◆ **WORK TO BE COMPLETED**:
Take the lines below between the one holding "This PR implements" and the one holding "levels returned shows", inclusive, and copy them exactly. Add nothing.

[Stored items]

PR #630, opened 2020-12-23
Implement buytwap strategy (closes #522)

### LINKED ISSUE #522: [8] buyTwap strategy

debnil:
This PR implements the buytwap strategy and closes #522. It builds on recent work on implementing buy-side infrastructure across the codebase, including the volume filter, to implement this strategy.


nikhilsaraf (commented):
looks good on review, but will pull the branch and run myself to check for correctness.

nikhilsaraf:
I ran the buysell strategy first to set up some offers and then ran the buytwap strategy.

I think the offers that are being produced may not be correct:
```
levels returned (side = buy ): [{0.1416530 3077.0930066}]
...
...
buy  | modify | old level=1 | new level = 1 | triggers=[price amount] | targetPriceQuote=7.05950456 | targetAmtBase=3077.09300661 | curPriceQuote=0.14165435 | lowPriceQuote=7.05245211 | highPriceQuote=7.06657114 | curAmtBase=1000.00000007 | minAmtBase=153197.06053572 | maxAmtBase=153503.76135761
```

levels returned shows price as `0.1416530` and amount as `3077.0930066` which is correct based on the rest of the logs

in the second line, `targetPriceQuote=7.05950456` when it should have been `1/7.05950456 = 0.14xx` (note that in most cases we log price in units of quote, i.e. we should expect 0.14xx in this case. So if we're seeing 7.xx then it means there's an error somewhere). in this line it logs the old price `curPriceQuote=0.14165435` which makes it clear that we're inverting the price somewhere.

running it again showed that the price was in fact set incorrectly since it produced offers for the inverted price:
```
offer | buy  | level=1 | curPriceQuote=7.05950456 | curAmtBase=3077.09300661 | pruning=false
```

see screenshot on exchange orderbook (top bid):
Screen Shot 2020-12-24 at 12 23 57 AM

not sure exactly where the error is since the code changes we made make sense. Can you look into this?

you may need to insert some printf statements against the amount and price to see where they change.
should mostly only be related to any new code added somewhere for buy twap.
the best starting point to debug this is to log around the volumeFilter to ensure that we're not modifying the offer around that (input price should be same as output price when not nil)

nikhilsaraf (approved):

◆ **YOUR SOLUTION**:
This PR implements the buytwap strategy and closes #522. It builds on recent work on implementing buy-side infrastructure across the codebase, including the volume filter, to implement this strategy.


nikhilsaraf (commented):
looks good on review, but will pull the branch and run myself to check for correctness.

nikhilsaraf:
I ran the buysell strategy first to set up some offers and then ran the buytwap strategy.

I think the offers that are being produced may not be correct:
```
levels returned (side = buy ): [{0.1416530 3077.0930066}]
...
...
buy  | modify | old level=1 | new level = 1 | triggers=[price amount] | targetPriceQuote=7.05950456 | targetAmtBase=3077.09300661 | curPriceQuote=0.14165435 | lowPriceQuote=7.05245211 | highPriceQuote=7.06657114 | curAmtBase=1000.00000007 | minAmtBase=153197.06053572 | maxAmtBase=153503.76135761
```

levels returned shows price as `0.1416530` and amount as `3077.0930066` which is correct based on the rest of the logs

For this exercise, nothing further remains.